Heparinase I
Detailed Description
Catalyzed Reaction: Heparinase I cleaves selectively, via an elimination mechanism, highly sulfated polysaccharide chains containing 1-4 linkages between hexosamines and O-sulfated iduronic acid residues. The reaction yields oligosaccharide products (mainly disaccharides) containing unsaturated uronic acids which can be detected by UV spectroscopy at 232 nm. The enzyme also cleaves the antithrombin III binding pentasaccharide domain in the heparin molecule.

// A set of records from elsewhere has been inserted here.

PR #10402, opened 2024-04-09
Add support for intercept_children in sinks

Jbodeau:
Add support for recently created `intercept_children` property on log sinks, used for intercepting aggregated sinks. Docs for feature: https://cloud.google.com/logging/docs/export/aggregated_sinks

```release-note:enhancement
logging: added `intercept_children` field to `google_logging_organization_sink` and `google_logging_folder_sink` resources
```

### DIFF
--- a/mmv1/third_party/terraform/services/logging/resource_logging_folder_sink.go
+++ b/mmv1/third_party/terraform/services/logging/resource_logging_folder_sink.go
@@ -38,6 +38,13 @@ func ResourceLoggingFolderSink() *schema.Resource {
 		Default:     false,
 		Description: `Whether or not to include children folders in the sink export. If true, logs associated with child projects are also exported; otherwise only logs relating to the provided folder are included.`,
 	}
+	schm.Schema["intercept_children"] = &schema.Schema{
+		Type:        schema.TypeBool,
+		Optional:    true,
+		ForceNew:    true,
+		Default:     false,
+		Description: `Whether or not to intercept logs from child projects. If true, matching logs will not match with sinks in child resources, except _Required sinks. This sink will be visible to child resources when listing sinks.`,
+	}
 
 	return schm
 }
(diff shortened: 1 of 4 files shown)


mmv1/third_party/terraform/services/logging/resource_logging_folder_sink.go
```diff
@@ -38,6 +38,13 @@ func ResourceLoggingFolderSink() *schema.Resource {
 		Default:     false,
 		Description: `Whether or not to include children folders in the sink export. If true, logs associated with child projects are also exported; otherwise only logs relating to the provided folder are included.`,
 	}
+	schm.Schema["intercept_children"] = &schema.Schema{
+		Type:        schema.TypeBool,
+		Optional:    true,
+		ForceNew:    true,
+		Default:     false,
```
NickElliot, line 45: Is this field currently returned by current API get requests on existing resources not made with it? This is potentially a breaking change -- if at plan-time the API does not return the value this will result in terraform planning to recreate any existing instances of this resource.

NickElliot (commented):
Hi, one question for clarification

mmv1/third_party/terraform/services/logging/resource_logging_folder_sink.go
Jbodeau: Yes. I was actually planning to remove the ForceNew behavior for both IncludeChildren and this new InterceptChildren field in a subsequent PR, so I will just roll that into this PR. Will comment again once it's added.

Jbodeau: Ok, this is updated now with the other commit. ForceNew has been removed for the new field, and also the IncludeChildren field, which is supposed to have nearly identical behavior.

NickElliot (approved):
LGTM!

PR #10405, opened 2024-04-09
Allowed modifying request headers via pre_create, pre_update, or pre_delete custom code

melinath:
Resolved https://github.com/hashicorp/terraform-provider-google/issues/16331.

The specific resource issue this was blocking (https://github.com/hashicorp/terraform-provider-google/issues/15550) was resolved separately so no changes are needed there.

Given we don't have a clear idea of what features we might need to support in the future, and this does not currently seem to be a common use case, I don't want to implement any kind of special MM field at this time; however, this change would be necessary for any changes to MM fields in the future as well.

```release-note:none

```

### DIFF
--- a/mmv1/third_party/terraform/transport/transport.go
+++ b/mmv1/third_party/terraform/transport/transport.go
@@ -24,12 +24,13 @@ type SendRequestOptions struct {
 	UserAgent            string
 	Body                 map[string]any
 	Timeout              time.Duration
+	Headers              http.Header
 	ErrorRetryPredicates []RetryErrorPredicateFunc
 	ErrorAbortPredicates []RetryErrorPredicateFunc
 }
 
 func SendRequest(opt SendRequestOptions) (map[string]interface{}, error) {
-	reqHeaders := make(http.Header)
+	reqHeaders := opt.Headers
 	reqHeaders.Set("User-Agent", opt.UserAgent)
 	reqHeaders.Set("Content-Type", "application/json")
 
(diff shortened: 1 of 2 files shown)


melinath:
@c2thorn this should be ready for review now; the failing test is unrelated.

mmv1/third_party/terraform/transport/transport.go
```diff
@@ -24,12 +24,16 @@ type SendRequestOptions struct {
...
 	Timeout              time.Duration
+	Headers              http.Header
 	ErrorRetryPredicates []RetryErrorPredicateFunc
 	ErrorAbortPredicates []RetryErrorPredicateFunc
 }
 
 func SendRequest(opt SendRequestOptions) (map[string]interface{}, error) {
-	reqHeaders := make(http.Header)
+	reqHeaders := opt.Headers
+	if reqHeaders == nil {
```
c2thorn, line 34: is there an instance where we expect it to be nil here? Or just in case

c2thorn: nevermind, SendRequest is used a lot

c2thorn (approved):
LGTM, nil check seems to cover all cases

mmv1/third_party/terraform/transport/transport.go
melinath: The test failures in https://github.com/GoogleCloudPlatform/magic-modules/pull/10405#issuecomment-2046194626 were all because this nil handling wasn't present.

c2thorn:
FYI @NickElliot some lines added to resource.erb here, so we could close out a bug in time

PR #9910, opened 2024-02-02
Adding Parallelstore Beta Service Provider

unnatinadupalli:
Adding Parallelstore Beta Service Provider

Added Instance.yaml and product.yaml in mmv1/products/parallelstore/
Added Example in mmv1/templates/terraform/examples/
Added test in mmv1/third_party/terraform/services/parallelstore/ with basic and update 

```release-note:new-resource
`google_parallelstore_instance`
```

PR #10406, opened 2024-04-10
Fix issue in GA version of resource_parallelstore_instance_test.go

SarahFrench:
Addresses issue identified here : https://github.com/GoogleCloudPlatform/magic-modules/pull/9910#issuecomment-2047428662

The test file generated into the GA provider needs to have a package name, [like this example](https://github.com/hashicorp/magic-modules/blob/e93e811188d812d43d993ba8af9dcb351a630001/mmv1/third_party/terraform/services/apigateway/resource_api_gateway_api_config_test.go.erb#L1-L3). 

```release-note:none

```


c2thorn (approved):
Thanks for the fix!

PR #11146, opened 2024-07-12
google_compute_public_advertised_prefix adding in output only shared_secret 

NA2047:
Adding in shared_secret 

fixes https://github.com/hashicorp/terraform-provider-google/issues/18171 

Please self-review your PR against the review checklist before creating it: https://googlecloudplatform.github.io/magic-modules/contribute/review-pr/

Completing the checklist will help speed up the review process, and we appreciate you spending time on them before sending
your code to be reviewed.

If your PR is still work in progress, please create it in draft mode
-->

```release-note:enhancement
compute: added `shared_secret` field to `google_compute_public_advertised_prefix` resource
```

### DIFF
--- a/mmv1/products/compute/PublicAdvertisedPrefix.yaml
+++ b/mmv1/products/compute/PublicAdvertisedPrefix.yaml
@@ -75,3 +75,8 @@ properties:
       The IPv4 address range, in CIDR format, represented by this public
       advertised prefix.
     required: true
+  - !ruby/object:Api::Type::String
+    name: 'sharedSecret'
+    output: true
+    description: |
+      Output Only. The shared secret to be used for reverse DNS verification.


roaks3 (approved):
LGTM, but wanted to double check, were you able to verify that the field was returned as expected during local testing?

NA2047:
> LGTM, but wanted to double check, were you able to verify that the field was returned as expected during local testing?

I wasn't able to deploy it out unfortunately, I tried to test with the example but I dont have the needed https://cloud.google.com/vpc/docs/create-pap#create-pap I would need to create a ROA request i believe as well. I figured since it was an output only field it was ok to just add it in.

roaks3 (approved):
Ok, sounds good. It does seem safe to change, but perhaps we can confirm with the user that this fixes the issue for them.

roaks3:
Also, could you check the CLA issue? I'm not sure if you need to make the commit with another account.

NA2047:
> Also, could you check the CLA issue? I'm not sure if you need to make the commit with another account.
I'll check with them and see if I can get the, to test 



> Also, could you check the CLA issue? I'm not sure if you need to make the commit with another account.

Also fixed the CLA issue should be good now I have the app installed

acharrett:
This looks really helpful, as per the note at the end of the issue would it be possible to also return dnsVerificationIp?

Thanks!

roaks3 (commented):
Just waiting on CLA fix to merge

PR #11148, opened 2024-07-12
Switch nightly ci to use the golang version of vcr_cassette_update

iyabchen:
https://github.com/hashicorp/terraform-provider-google/issues/18249

Part 1: https://github.com/GoogleCloudPlatform/magic-modules/pull/11147

This is tested in https://github.com/GoogleCloudPlatform/magic-modules/pull/11282

```release-note:none

```

### DIFF
--- a/.ci/gcb-vcr-nightly.yml
+++ b/.ci/gcb-vcr-nightly.yml
@@ -2,10 +2,15 @@
 steps:
     - name: 'gcr.io/graphite-docker-images/go-plus'
       id: gcb-vcr-nightly
-      entrypoint: '/workspace/.ci/scripts/go-plus/vcr-cassette-update/vcr_cassette_update.sh'
-      secretEnv: ["GOOGLE_BILLING_ACCOUNT", "GOOGLE_CUST_ID", "GOOGLE_IDENTITY_USER", "GOOGLE_MASTER_BILLING_ACCOUNT", "GOOGLE_ORG", "GOOGLE_ORG_2", "GOOGLE_ORG_DOMAIN", "GOOGLE_PROJECT", "GOOGLE_PROJECT_NUMBER", "GOOGLE_SERVICE_ACCOUNT", "SA_KEY", "GOOGLE_PUBLIC_AVERTISED_PREFIX_DESCRIPTION"]
+      entrypoint: '/workspace/.ci/scripts/go-plus/magician/exec.sh'
+      secretEnv: ["GOOGLE_BILLING_ACCOUNT", "GOOGLE_CUST_ID", "GOOGLE_IDENTITY_USER", "GOOGLE_MASTER_BILLING_ACCOUNT", "GOOGLE_ORG", "GOOGLE_ORG_2", "GOOGLE_ORG_DOMAIN", "GOOGLE_PROJECT", "GOOGLE_PROJECT_NUMBER", "GOOGLE_SERVICE_ACCOUNT", "SA_KEY", "GOOGLE_PUBLIC_AVERTISED_PREFIX_DESCRIPTION", "GITHUB_TOKEN_CLASSIC"]
+      env:
+        - "GOOGLE_REGION=us-central1"
+        - "GOOGLE_ZONE=us-central1-a"
+        - "USER=magician"
       args:
-          - $BUILD_ID
+        - 'vcr-cassette-update'
+        - $BUILD_ID
 
 # Long timeout to enable waiting on VCR test
 timeout: 20000s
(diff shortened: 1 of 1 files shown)


.ci/magician/cmd/vcr_cassette_update.go
```diff
@@ -0,0 +1,210 @@
+package cmd
+
+import (
```
shuyama1, line 3: @iyabchen qq: I assume this is the rewrite of https://github.com/GoogleCloudPlatform/magic-modules/blob/main/.ci/scripts/go-plus/vcr-cassette-update/vcr_cassette_update.sh. Where do we upload the cassettes to the GCS bucket after running in recording? Specifically [this step](https://github.com/GoogleCloudPlatform/magic-modules/blob/main/.ci/scripts/go-plus/vcr-cassette-update/vcr_cassette_update.sh#L130) in the original script.

iyabchen: Yes, this is for [vcr_cassette_update.sh](https://github.com/GoogleCloudPlatform/magic-modules/blob/main/.ci/scripts/go-plus/vcr-cassette-update/vcr_cassette_update.sh).

Good catch, I completely miss that, just updated the code and added a test for recording.

iyabchen:
Note that this PR depends on https://github.com/GoogleCloudPlatform/magic-modules/pull/11147, which reduces circular dependency and help to use mock for testing

.ci/gcb-vcr-nightly.yml
```diff
@@ -41,3 +46,5 @@ availableSecrets:
       env: SA_KEY
     - versionName: projects/673497134629/secrets/ci-test-public-advertised-prefix-description/versions/latest
       env: GOOGLE_PUBLIC_AVERTISED_PREFIX_DESCRIPTION
+    - versionName: projects/673497134629/secrets/github-classic--repo-workflow/versions/latest
```
shuyama1, line 49: we'll also need to add this to `secretEnv`.

shuyama1:
@iyabchen I've added the necessary permissions to the SA and the job successfully pulled the cassettes and run VCR in replaying and recording mode but I seems the job failed at uploading cassettes step. The `vcr-nightly-temp-testing` in https://github.com/GoogleCloudPlatform/magic-modules/pull/11171 should point to the latest run. Please let me know if you can't view the build log/ have any question/ need help debugging the issue. Thanks!

iyabchen:
> @iyabchen I've added the necessary permissions to the SA and the job successfully pulled the cassettes and run VCR in replaying and recording mode but I seems the job failed at uploading cassettes step. The `vcr-nightly-temp-testing` in #11171 should point to the latest run. Please let me know if you can't view the build log/ have any question/ need help debugging the issue. Thanks!

Hi @shuyama1 ,
I tried to run it locally, and since missing some env variable, so it doesn't proceed. I suspect the recording is not working properly for similar reasons, and I adjusted the upload log steps to upload building/testing log first, then upload the cassettes later, hoping the testing log can show some errors. 
Could you copy again and let me know the results?

.ci/magician/cmd/tester.go
```diff
@@ -1,9 +1,8 @@
-package vcr
+package cmd
```
melinath, line 1: Why does this need to be in the cmd package? It would be preferable to keep it separated so that it can be easily used as a library in other contexts if possible.

melinath: cc @trodge

iyabchen: The move is in this PR: https://github.com/GoogleCloudPlatform/magic-modules/pull/11147/files as part 1. 
It is to avoid circular dependency. 
I would like to have vcr Tester struct reference ExecRunner interface rather than the actual exec runner struct for tests.  
Since ExecRunner interface is defined in cmd package, and cmd package needs to reference tester struct, not moving will cause circular dependency. 
One alternative is to move the interface definition out of cmd.

melinath: I think that moving the interface definition out would be preferable (though I'm not sure how best to make that match best practices.)

shuyama1 (approved):
LGTM! I'll remove the temp testing trigger and monitor the VCR run tonight. Thanks!

shuyama1:
@iyabchen Looks like the VCR nightly run failed last night. See [logs](https://pantheon.corp.google.com/cloud-build/builds/e9676603-1717-4e3b-92df-fce83709a31d?project=graphite-docker-images&e=-13802955&mods=logs_tg_staging&invt=AbZZpQ&inv=1). Let's revert it for now?

PR #11149, opened 2024-07-12
Add new zone to VmwareenginePrivateCloud sweeper

SarahFrench:
When sweeping VMware Engine resources I've seen private clouds in this new zone. When running sweepers manually I can supply the zone as an input, but this PR ensures that scheduled sweeping will handle PCs in that zone

```release-note:none

```


zli82016 (approved):
LGTM.

PR #11156, opened 2024-07-14
add a subcommand into diff processor to detect missing docs

iyabchen:
https://github.com/hashicorp/terraform-provider-google/issues/14743
Part 1 - add missing docs command into diff-processor to detect new fields or new resource without doc. This only covers resource, NOT data sources.
- For all field diffs, it gets the resource doc
- Parse resource doc to get the list of existing arguments and attributes defined in the doc
  -  returned as a list of string, each string represented a flattend field, eg. a.b.c
  -  the parse might not be 100% accurate and not covered all corner cases. Whether a field is a nested object is determined by whether that field description contains a nested tag (some resource, eg. compute_instance `params` field does not have that in the description)
- If the field is argument and not int he argument list returned by doc parser, then it's included in the result; similary for attribute
  - however, i'm not sure about the argument/attribute condition written in the code is correct or not. 

```release-note:none

```


tools/diff-processor/detector/detector.go
```diff
@@ -152,3 +161,61 @@ func suggestedTest(resourceName string, untested []string) string {
...
+			}
+			argumentsInDoc = listToMap(parser.Arguments())
+			attributesInDoc = listToMap(parser.Attributes())
+		}
+
+		for field, fieldDiff := range resourceDiff.Fields {
+			if !isNewField(fieldDiff) {
+				continue
+			}
+			// presume all fields can be arguments
```
iyabchen, line 189: @shuyama1 I presume all fields can be arguments, and only some of them are attributes. Please let me know if this doesn't look right, or something else needs to be reported as missing doc. 

BTW, the high level general idea is described in the PR description.

shuyama1: Thanks. As we discussed offline, we only consider top-level computed field as attributes and the rest are arguments

iyabchen: sorry, the comment was not updated, i have cleaned it up now.

shuyama1:
Sorry for the delay! I just returned from vacation and am reviewing it now!

shuyama1:
> @iyabchen, this PR is waiting for action from you. If no action is taken, this PR will be closed in 14 days.
> 
> Please address any comments or change requests, or [re-request review](https://docs.github.com/en/pull-requests/collaborating-with-pull-requests/proposing-changes-to-your-work-with-pull-requests/requesting-a-pull-request-review) from a core reviewer if no action is required.
> 
> 

I apologize for the delay in my review. I'm currently in another round of detailed review. Please ignore this message. Thank you for your patience!

tools/diff-processor/detector/detector.go
```diff
@@ -33,6 +37,16 @@ type Field struct {
...
 }
 
+type MissingDocDetails struct {
+	FilePath string
+	Fields   []MissingDocField
+}
+
+type MissingDocField struct {
+	Field   string
+	Section string
```
shuyama1, line 47: I assume section indicates if this field is in argument or attribute section, IIRC? Can you add a small comment for it?

tools/diff-processor/detector/detector.go
```diff
@@ -152,3 +166,67 @@ func suggestedTest(resourceName string, untested []string) string {
...
+			}
+		}
+		if len(details.Fields) > 0 {
+			ret[resource] = details
+		}
+	}
+	return ret, nil
+}
+
+func isAttribute(fieldDiff diff.FieldDiff) bool {
```
shuyama1, line 212: I might be reading this wrong - it seems that we still count the non-top level computed fields as attributes?

I’m starting to wonder that even if we only run the missing doc detector on newly added fields, inconsistencies in how attributes and arguments are divided in existing resource docs could still lead to issues(?), like for subfields added to existing objects. What are your thoughts on this?

tools/diff-processor/cmd/detect_missing_docs_test.go
```diff
@@ -0,0 +1,100 @@
...
+	"testing"
+
+	"github.com/GoogleCloudPlatform/magic-modules/tools/diff-processor/detector"
+	"github.com/GoogleCloudPlatform/magic-modules/tools/diff-processor/diff"
+	"github.com/google/go-cmp/cmp"
+
+	"github.com/hashicorp/terraform-plugin-sdk/v2/helper/schema"
+)
+
+func TestDetectMissingDocs(t *testing.T) {
```
shuyama1, line 15: Can we add some more complex cases? Like nested objects?

shuyama1 (commented):
Mostly looks good, some minor comments asking for more clarify and unit test coverages.

tools/diff-processor/detector/detector.go
iyabchen: Decided to not differentiate between argument and attribute, since finding some fields not conforming to that rule, eg. terraform_labels.

tools/diff-processor/cmd/detect_missing_docs_test.go
iyabchen: I added the tests in detector_test.go, and leaving this to mostly verify the output is the expected json format.

tools/diff-processor/detector/detector.go
iyabchen: Section is removed since not differentiate argument and attribute now.

shuyama1 (approved):
LGTM overall! Thanks for putting in the work. Sorry for the delay in reviewing and merging—I’ve been a bit short on time to monitor CI changes. I’ll test it out this afternoon, and if everything goes well, I’ll merge it.

Next steps:
* add the missing doc detector logic for the datasource (PR in progress)
* surface this detector in the diff-report

shuyama1 (approved):
Thank you!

Substrate Specificity: Heparin; heparan sulfate (a specific activity with heparin is approx. 3 times higher than with heparan sulfate).
Properties
Molecular weight: 42.8 kDa |
Isoelectric point: 9.3 - 9.5
pH optimum for activity: 7.4
pH range for activity: 4 - 9
Optimal temperature range: 20 ℃ – 37 ℃
Purity: ≥ 98 % by reversed-phase HPLC analysis
Protein impurities: < 0.1%
Specific Activity: > 400 IU/mg (max. 417 IU/mg)
Concentration: 10 IU/mL
Standard: 0.1 IU, 1.0 IU, or customized standard
Unit Definition: One international unit (IU) of heparinase I am defined as the amount of enzyme that will liberate 1.0 μmole unsaturated oligosaccharides from porcine mucosal heparin per minute at 35 ℃ and pH 7.0.
Stability: Expiration of heparinase I am 12 months from the manufacturing date, frozen at -20 ℃ in PBS.